Window join用于将多个stream连接操作。Flink中提供了join和interval join。其中interval join只用于event time。
多流join时watermark取最小的watermarks。
Join
join相当于inner join.
leftStream.join(rightStream)
.where((event) -> event.getKey()) //leftStream
.equalTo((event) -> event.getKey()) //rightStream
.window(TumblingEventTimeWindows.of(Time.milliseconds(2)))

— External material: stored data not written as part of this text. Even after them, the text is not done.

PR #215, opened 2017-10-19
Charles/bg unique index

cdebourcy:


app/models/background.rb
```diff
@@ -37,7 +37,7 @@ def store_summary
         end
       end
       ActiveRecord::Base.connection.execute <<-SQL
-      INSERT INTO taxon_summaries (#{columns.join(',')}) VALUES #{values_list.map { |values| "(#{values.join(',')})" }.join(', ')}
+      REPLACE INTO taxon_summaries (#{columns.join(',')}) VALUES #{values_list.map { |values| "(#{values.join(',')})" }.join(', ')}
```
yunfangjuan: this can have a potential problem when you remove some samples from the background. Old data will hang around. I think doing a delete and insert is cleaner. You can wrap a transaction around it.

cdebourcy: Ok done. Transaction is wrapped around calls to store_summary so I didn't put one inside the function.

PR #218, opened 2017-10-19
move delete to correct place

cdebourcy:


app/models/background.rb
```diff
@@ -27,6 +27,9 @@ def summarize
   end
 
   def store_summary
+    ActiveRecord::Base.connection.execute <<-SQL
```
yunfangjuan: wrap this around ActiveRecord::Base.transaction ?

PR #223, opened 2017-10-20
Yf/category filter

yunfangjuan:
Test Plan: 
go to 
localhost:3000/samples/4 
click the filters and make sure it filters the right thing.


app/lib/report_helper.rb
```diff
@@ -79,7 +82,13 @@ def get_raw_taxon_counts(report)
     ").where(
       pipeline_output_id: pipeline_output_id,
       count_type: %w[NT NR]
-    ).to_a.map(&:attributes)
+    )
+
+    if categories.present?
+      query_results = query_results.where("taxon_lineages.superkingdom_taxid in (#{categories})")
```
boris-dimitrov: Rows for taxids that have no entry in the taxon_lineages table will be killed by this where clause.   Move it to the left outer join ON clause so that we still get them?   There should be no such rows right now, but I am becoming weary of the (lack of) cleanliness in our data.  Who knows when we'll have some taxon ids added to some DB but not to taxon_lineages...

yunfangjuan: well but if you are filtering for category. They won't have any category anyway so they won't be shown.

yunfangjuan:
I think we should totally filter by query to save some network bandwith. esp for infinite scroll in the future. I don't thin fetching the whole results and filter is the right approach for infinite scroll.

PR #224, opened 2017-10-20
Charles/alignment scores

cdebourcy:
Test plan:
- in rails console: Sample.find(1).update(status: 'need_rerun')
- when sample has finished processing, average alignment quality scores for each taxid should show up in report


app/views/samples/_samples.html.erb
```diff
@@ -34,9 +34,7 @@
             <% if pipeline_run %>
               <%= pipeline_run.job_status %>
               &nbsp;
-              <% if pipeline_run.job_status == 'FAILED' %>
-                <%= button_to 'rerun', kickoff_pipeline_sample_path(sample), method: :put %>
-              <% end %>
+              <%= button_to 'rerun', kickoff_pipeline_sample_path(sample), method: :put %>
```
cdebourcy: would love to be able to rerun any sample -- so we can easily generate these additional scores for the existing samples

app/lib/report_helper.rb
```diff
@@ -61,6 +61,9 @@ def get_raw_taxon_counts(report)
       taxon_counts.count               AS  count,
       (count / #{total_reads}.0
         * 1000000.0)                   AS  rpm,
+      taxon_counts.percent_identity    AS  percent_identity,
```
boris-dimitrov: What are the default values for these columns?   If they can be NULL, then I'd prefer suitable defaults be set here in the query --- unless it can be done in the DB schema.   In the query you can use IF syntax like for IF(stddev IS NULL, ...) below.

cdebourcy: If they are not set, then no value should be shown at all (as is currently the case for all the samples that haven't been reprocessed with the modified pipeline). There is really no suitable default value for the case where you have a hit but no percent-identity/alignment-length/e-value

yunfangjuan: it should be fine. NULL shouldn't really happen but if it does, showing blank should be ok. 
Maybe add a TODO: comment if we plan to filter on this field in the future.

cdebourcy: Got it, we'll need to set defaults when we implement filtering on these fields. I've added a "to do" comment.

PR #288, opened 2017-11-03
Indication for 'running' and 'runnable' status

sadelokiki:


app/assets/javascripts/components/PipelineSampleReads.jsx
```diff
@@ -26,9 +26,9 @@ class PipelineSampleReads extends React.Component {
   }
 
   pipelineInProgress(status) {
-    if (status === null || this.state.rerun === true ) {
+    if (status === null || this.state.rerun === true || status === 'RUNNABLE' || status === 'RUNNING') {
       return true;
-    } else if ( status === 'ERROR' || status === 'CHECKED' || status === 'FAILED') {
```
yunfangjuan: you should keep the checked

sadelokiki: Yea, i intend to add it back when I discuss where to fix the button on the reports page with Rebecca. @yunfangjuan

.apply(new JoinFunction<MyEvent, MyEvent, Tuple2<String,Long>>() {
@Override
public String join(MyEvent first, MyEvent second) throws Exception {
return first.getValue() + "" + second.getValue();
}
});
Interval join
A流和B流,给B流的每一个元素的eventtime之间设定一个lowerBound和upperBound,如果A流有数据event time 在[B流元素event time + lowerBound, B流元素event time + upperBound]之间,那么这些A流的数据就会跟B流的这个元素join
leftStream
.keyBy((event) -> event.getKey()) //leftStream
.intervalJoin(rightStream.keyBy((event) -> event.getKey())) //rightStream
.between(Time.milliseconds(-2), Time.milliseconds(1))
.process (new ProcessJoinFunction<Integer, Integer, String(){
@Override
public void processElement(Integer left, Integer right, Context ctx, Collector<String> out) {
out.collect(first + "," + second);
}
});